I know there are Beastmen in 40k (based on Lexicanum and other sources), but are these the same Beastmen from the Warhammer universe? I ask because I'd like to feature them in some Homebrew fluff, but I don't see the blood thirsty furry guys with lasguns... They just don't fit the profile of the shooty type :/


----------



## Davidicus 40k (Jun 4, 2010)

Eh, good question. I think they've more or less been covered by the very specific and not at all ambiguous label of "the mutant" in 40k, so you could have some cult of "beastmen" mutants shooting lasguns.

I'm no lore expert, though .


----------



## NiceGuyEddy (Mar 6, 2010)

I cant think of any off hand but chaos works in mysterious ways...


----------



## Cuinlan (Dec 22, 2009)

Eh, I think I'll just go the Orky route and make them feral. Give the SM recruits something to scratch at k:


----------



## shaantitus (Aug 3, 2009)

In the ancient fluff the beastmen were available to the imperial guard. The even came inas standard in the epic scale IG boxed set. In later editions they have been moved over to chaos and are no longer accepted by the imperium(see comment above re-mutants) However i guess there can be good and bad mutants so i see no reason why you cannot use them in your fluff.


----------



## Cuinlan (Dec 22, 2009)

I was planning on them to be evil like in WFB, they would be on my SM Chapters homeworld. Like the trolls on Fenris or the scorpions on Baal. The article on lexicanum caught my eye and the question came up, thanks everyone  

P.S. Beastmen wouldn't be fun with lasguns any way. GOATS FOR THE... Goat God?


----------



## kaled (Jun 24, 2008)

As I understand it, there are two general groups of beastmen - the bestial mutated followers of Chaos, and abhumans whose features have taken on a somewhat bestial appearance (but who don't have actual goat heads) having evolved or been mutated by natural, rather than Chaotic, processes.
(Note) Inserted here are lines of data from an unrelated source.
Issue #4337, opened 2019-09-02
UX/Runtime: Tell me what's happening when a step is spinning


kcmannem:
It's hard to really know what Concourse is doing when it shows you a loading spinner. This is because Concourse is doing multiple things in preparation to run the step. At a high level the loading spinner can represent any stage in [Picking a worker, Making a container, Mounting inputs, Attaching, etc...]. This is really long process that signals false positives to the users that something maybe wrong or give the impression that Concourse is slow.

In many products, when you see a loading spinner you can make a assumption for what its trying to do. The loading spinner only indicates one thing. If youtube is showing a loading spinner you can assume that its waiting for slices of video to come in. If you've scrolled to the bottom of your newsfeed and see a loading spinner, you know that more news posts are being fetched. We risk making the loading spinner even more ambiguous when the Kubernetes runtime comes in as the preparation stages there will be completely different.

Can we raise the visibility and provide feedback to users of what's happening?

The simplest approach is to write out the important Concourse debug logs (format them a bit so they're not json) to the StdOut/Err build event stream. This means they'll show up in User's step logs like how image fetching logs are shown. Or we can be a bit fancier and show something like this.
![Screen Shot 2019-09-01 at 7 43 40 PM](https://user-images.githubusercontent.com/9054726/64083942-ea356d80-ccf3-11e9-9473-9d0fa101c1f3.png)
This will prob take a bit more effort.

kcmannem:
cc @Lindsayauchin

maxknee:
#1891 I think is similar

Lindsayauchin:
@kcmannem This is a great idea! 

Looks like there is good user validation that this is needed system feedback for users.

What do you think of using an inline style with just a font colour update instead of using the tooltip UI style?

The rational is to keep the tooltip style as a label whereas I would view this as visibility of system feedback justifying a new style different from the tooltip.

@pivotal-jamie-klassen @jomsie  thoughts? 

![Screen Shot 2019-09-10 at 3 29 47 PM](https://user-images.githubusercontent.com/27746614/64644083-d965b580-d3df-11e9-925a-9cc11bedde40.png)

![Screen Shot 2019-09-10 at 4 52 22 PM](https://user-images.githubusercontent.com/27746614/64649685-62361e80-d3eb-11e9-8dda-5aa0f5221a2b.png)

kcmannem:
@Lindsayauchin I'm cool with this.

vito:
[...]

PR #4519, opened 2019-09-30
feat: show worker name, as well as platform, teams, tags, on GUI for put/get/task steps.

### LINKED ISSUE #4517: View Worker Job Ran On

Issues troubleshooting intermittent problems. We have a number of job intermittently failing and we would like to determine if this is when the jobs run on a specific worker / set of workers.

The ability to see where the job run will help us narrow down the root cause of our issues. Be that but ruling some out or by confirming some suspicions   

Within the job run output , display the worker name, ip and any other relevant data.

I would if I could, but I am not a programmer / developer.

evanchaoli:
Resolve #4517

Screen shot of my test result:

show-workers

### DIFF
--- a/atc/exec/get_step.go
+++ b/atc/exec/get_step.go
@@ -6,11 +6,11 @@ import (
 	"fmt"
 	"io"
 
-	"github.com/hashicorp/go-multierror"
-
 	"code.cloudfoundry.org/lager"
 	"code.cloudfoundry.org/lager/lagerctx"
 	"github.com/DataDog/zstd"
+	"github.com/hashicorp/go-multierror"
+
 	"github.com/concourse/concourse/atc"
 	"github.com/concourse/concourse/atc/creds"
 	"github.com/concourse/concourse/atc/db"
@@ -189,6 +189,7 @@ func (step *GetStep) Run(ctx context.Context, state RunState) error {
 	if err != nil {
 		return err
 	}
+	step.delegate.Stderr().Write([]byte(fmt.Sprintf("Chosen worker %s: %s\n", chosenWorker.Name(), chosenWorker.Description())))
 
 	step.delegate.Starting(logger)
 
--- a/atc/exec/get_step_test.go
+++ b/atc/exec/get_step_test.go
@@ -2,6 +2,7 @@ package exec_test
 
 import (
 	"archive/tar"
+	"bytes"
 	"context"
 	"crypto/sha256"
 	"errors"
@@ -42,6 +43,8 @@ var _ = Describe("GetStep", func() {
 		fakeResourceCacheFactory *dbfakes.FakeResourceCacheFactory
 		fakeDelegate             *execfakes.FakeGetDelegate
 		getPlan                  *atc.GetPlan
+		stdoutBuf                *bytes.Buffer
+		stderrBuf                *bytes.Buffer
 
 		fakeVersionedSource       *resourcefakes.FakeVersionedSource
 		interpolatedResourceTypes atc.VersionedResourceTypes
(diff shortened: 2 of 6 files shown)


atc/exec/get_step.go
```diff
@@ -189,6 +189,7 @@ func (step *GetStep) Run(ctx context.Context, state RunState) error {
 	if err != nil {
 		return err
 	}
+	step.delegate.Stderr().Write([]byte(fmt.Sprintf("Chosen worker %s: %s\n", chosenWorker.Name(), chosenWorker.Description())))
```
xtremerui: what is the reasoning behind using `stderr` vs `stdout` here? Thx.

evanchaoli: There are some discussions in PR #4398 between @vito and me. I believe Concourse generated logs (sys log) should go to stderr. Going forward, @vito is thinking to add a separate log event channel to print Concourse generated logs.

xtremerui:
While I do like showing worker info for steps, I would like to put it into a more structure way like creating an event type for it or put the worker info into `StartGet` \ `StartPut` \ `StartTask`, so we could handle the output nicely in Web UI / Fly based on the event type. Just my 2 cents since it is more about runtime really @ddadlani .

kcmannem:
@xtremerui I agree, UX was planning to take on https://github.com/concourse/concourse/issues/4337 and we decided to keep stderr/out clean and structure the data in the db. I don't think we should be writing this kind of info there especially since we're currently working to integrate multiple runtime backends (Kubernetes). We need a generic way to show runtime metadata.

evanchaoli:
@xtremerui Current `StartGet` \ `StartPut` \ `StartTask` don't have a field to hold more info like this. Even if we add a field to them, it would also require UI side change to show such info. In future, some more fields, like `chosenWokrer`, could be added, but here I think what I'm adding is just a log line that shows on which workers a step will run.

evanchaoli:
@kcmannem I guess it would take time to get features you mentioned done. Once those are out, worker info is shown with some way else, we can revert this change. But this PR will provide a quick way for OPs people to see worker info, which would be super helpful.

kcmannem:
@evanchaoli I believe the UX team might be working on this next. Its high on their list of todos. This information is available to query from the db if needed. Users probably won't care about seeing every tasks runtime info but only care when concourse breaks. I don't want to optimize for second scenario when there is a workaround available.

evanchaoli:
@kcmannem  Looks like #4337 is going to show initialization info with a tooltip, so I want to confirm that, as tooltip will be refreshed as initialization going forward, will all information shown by tooltip will also print to build logs?

Also, @vito, what do you think about printing chosen worker to build log?

kcmannem:
@evanchaoli the point of #4337 is to better structure this kind of info in the db. It makes it available for both fly and the webpage to take advantage and display this UI in a more appropriate manner. I understand this is something a lot of users want (including ourselves), I've only pushed back since its something we're tackling very soon.

vito:
@evanchaoli I don't really like the idea of printing logs into the task's output; this should be done with progress or status indicators. I would rather everyone focus on #4337 (whether we get to it or someone in the community kicks it off), as we've already got the ball rolling in terms of design and strategy. We could maybe even re-use this pattern in order to split out the image fetching logs as a separate sub-task with its own progress. At that point we'll be in a world where `stdout`/`stderr` are purely what the task printed and we've got much better progress indicators for users.

In general we try to avoid "quick fix" bugfixes or "quick and dirty" features if there's already a plan for a better design in sight. I would rather work towards the end goal, because if we adopt quick-and-dirty solutions it can easily result in de-prioritization of the better version because the need is diminished.

evanchaoli:
OK, then I give up this PR.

The former obviously wouldn't be in an Imperial army, the latter may be - abhumans are regularly used by the Imperium, for example ogryns, ratlings and so on. There was a WD article a while ago that had rules for a few different types of abhuman including the 'beastman' type - I'm sure someone can provide an issue number.


----------



## Cuinlan (Dec 22, 2009)

Thank you very much, I now have a question about Chaos Beastmen on a SM Homeworld. How powerful do you think the goatmen are in terms of harnessing the four powers? Do you think they have enough psychic ability to summon demons? Or are they just the marauding "we're furry with horns and like chaos!" faction? Btw I plan on making them target practice for marines but the question came up :grin:


----------



## Vaz (Mar 19, 2008)

Not very. They are beastmen for a reason - it gives them the strength to overcome the enemy without requiring too much favour, but those truly favoured by the gods (in particular Khorne - the Favoured of Khorne list in Imperial Armour VI were the beastmen) are likely to be put on the way to Daemon Princedom.

A literal example is Daecon Mamon - he was an ordinary guy (well, as ordinary as an Alpha Legion cultist/insurrectionist can be), but after fleeing the khorne followers of Zhufor the Impaler, he joined the followers of Nurgle for safety - he pleased his new god, and became a Daemon Prince. if he wasn't as successful, he would have just been a plagued/"blessed" cultist. If he failed, he would have become a Spawn - and not the battlefield spawn you see in 40K, the spawn in the case of miniature nurgling.

But yes - the rules for beastmen are available in IA6. iirc, they have Laspisol+CCW, or maybe just two CCW's, and human stats (maybe BS2, I think).


----------